When training a model for evaluation, we divide the training into 5 stages. Ideally, a model should be trained with the largest window size and sequence length in GPU memory. However, this is not possible when training in a long context. Also, in the early stages of training, many gradient updates are required, and training can be done efficiently by starting with short sequences, setting the training rate low, and reducing the window size. Therefore, in this study, learning is divided into five phases with a start sequence length of 2,048 and an end sequence length of 23,040.

The following table details the settings of each parameter at each stage of the training of the model that achieved the best performance.

Learning Results

The training results show improved performance over the old Transformer and Reformer, which attempts to improve on Transformer.

Verification with BERT

A breakthrough is the task-by-task accuracy comparison in BERT, which has not been done in Reformer or other systems. According to this comparison, BERT achieves high accuracy in almost all tasks.

The results of fine tuning using RoBERTa are used for verification. However, since RoBERTa has only 512 Position Embeddings, 8 Position Embeddings were copied to accommodate the 4096 words. Despite its simplicity, it is claimed to be very effective, and this seems to be due to the fact that the copying eliminates partition boundaries.

Results of verification in BERT

The evaluation of each task in the BERT-related model is as follows

Each task is a

WikiHop:.
Tasks to read multiple documents and link information together to answer a question

TriviaQA:
A dataset in which an instance consists of a question, an answer, and a rationale.

HotpotQA:
Task to read multiple documents and connect the information to answer the questions.
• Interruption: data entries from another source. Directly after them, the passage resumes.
PR #6978, opened 2026-09-07
fix(core): keep nested branch selection through ancestors

ephraimduncan:
## Problem

A selected nested branch disappears when an ancestor is selected again. The thread returns to the previously selected sibling branch.

Reproduction on `@assistant-ui/core` 0.3.17 at base `98010f17b4a8d4bc506a6084007ecdaf4a823503`: this snippet runs with `bun repro.ts` from the repository root.

```ts
import {
  MessageRepository,
  ExportedMessageRepository,
} from "./packages/core/src/runtime/utils/message-repository.ts";

const repo = new MessageRepository();
const add = (parentId: string | null, id: string) => {
  for (const { message } of ExportedMessageRepository.fromArray([
    { id, role: "user", content: [{ type: "text", text: id }] },
  ]).messages) {
    repo.addOrUpdateMessage(parentId, message);
  }
};
add(null, "r");
add("r", "a");
add("a", "x");
add("r", "b");
add("b", "y");
repo.switchToBranch("y");
assert.deepEqual(repo.getMessages().map(m => m.id), ["r", "b", "y"]);
repo.switchToBranch("r");
assert.deepEqual(repo.getMessages().map(m => m.id), ["r", "b", "y"]);
```

The last assertion receives `["r", "a", "x"]` before the correction.

## Root cause

Branch selection updates only the immediate parent's `next` pointer. Ancestor selection follows unchanged pointers to a different branch.

## Change

Branch selection updates each ancestor pointer, including the root pointer. The selected branch stays visible after ancestor selection. Stored descendants and sibling branches remain available.

## Verification

- The same API reproduction fails before the correction and passes afterward.
- Two regression cases fail before the correction and pass afterward. They cover ancestor selection and root selection after message deletion.
- `pnpm --filter @assistant-ui/core test src/tests/MessageRepository.test.ts src/runtime/utils/message-repository-session.test.ts`: 52 tests pass.
- Scoped Oxlint and TypeScript diagnostics report no errors. `pnpm changesets:check` passes.

## Public surface

The correction affects `@assistant-ui/core` and includes a patch changeset. Public exports and signatures remain unchanged. No documentation, API-reference, or template changes are necessary.

<a href="https://cubic.dev/pr/assistant-ui/assistant-ui/pull/6978?utm_source=github" target="_blank" rel="noopener noreferrer" data-no-image-dialog="true"><picture><source media="(prefers-color-scheme: dark)" srcset="https://www.cubic.dev/buttons/review-in-cubic-dark.svg"><source media="(prefers-color-scheme: light)" srcset="https://www.cubic.dev/buttons/review-in-cubic-light.svg">Review in cubic</picture></a>

<a href="https://rupic.dev/s/s2.6Am-y1NSJh9N8YKHLJQXAgIwuAGskLsg8cSNjbSRpVJzciiW9khAlnGmWV8?ref=github" target="_blank" rel="noopener noreferrer"><picture><source media="(prefers-color-scheme: dark)" srcset="https://rupic.dev/badges/track-dark-v1.svg">Track in Rupic</picture></a>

OntoNotes (Coreference Resolution):
A task to find two or more words that refer to the same object and map them to each other.

IMDB:
Classification task for relatively short sentences in movie review dataset

Hyperpartisan:
Classification task for relatively long sentences in news datasets

In each task, Longformer performs well on all datasets, demonstrating the usefulness of Longformer.

Summary

Longformer is a scalable Transformer-based model for processing long documents that can easily perform a wide range of document-level NLP tasks without chunking or shortening long input and without using complex architectures for combining information across chunks. Longformer combines local and global information and scales linearly with sequence length using three attentions (Sliding Window Attention, Dilated Sliding Window Attention, and Global Attention) are employed. Longformer also achieved the best performance on the text8 and enwik8 tasks. In addition, Longformer consistently outperformed RoBERTa on the long document task and achieved the best performance on WikiHop and TriviaQA when trained in advance.